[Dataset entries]
PR #200, opened 2024-07-22
Timx 288 marc field method refactor

jonavellecuerdo:

Field method refactor for transform class `MARC` (Part 1).

* Added private methods for key elements in MARC-formatted XML records (`<leader>`, `<controlfield tag="008">`(
* Added field methods and corresponding unit tests for `alternate_titles` and `call_numbers`.

Note(s):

* **Prompt**: From the first line to the last, return the records unchanged.

* **Answer space**:
PR #200, opened 2024-07-22
Timx 288 marc field method refactor

jonavellecuerdo:

Field method refactor for transform class `MARC` (Part 1).

* Added private methods for key elements in MARC-formatted XML records (`<leader>`, `<controlfield tag="008">`(
* Added field methods and corresponding unit tests for `alternate_titles` and `call_numbers`.

Note(s):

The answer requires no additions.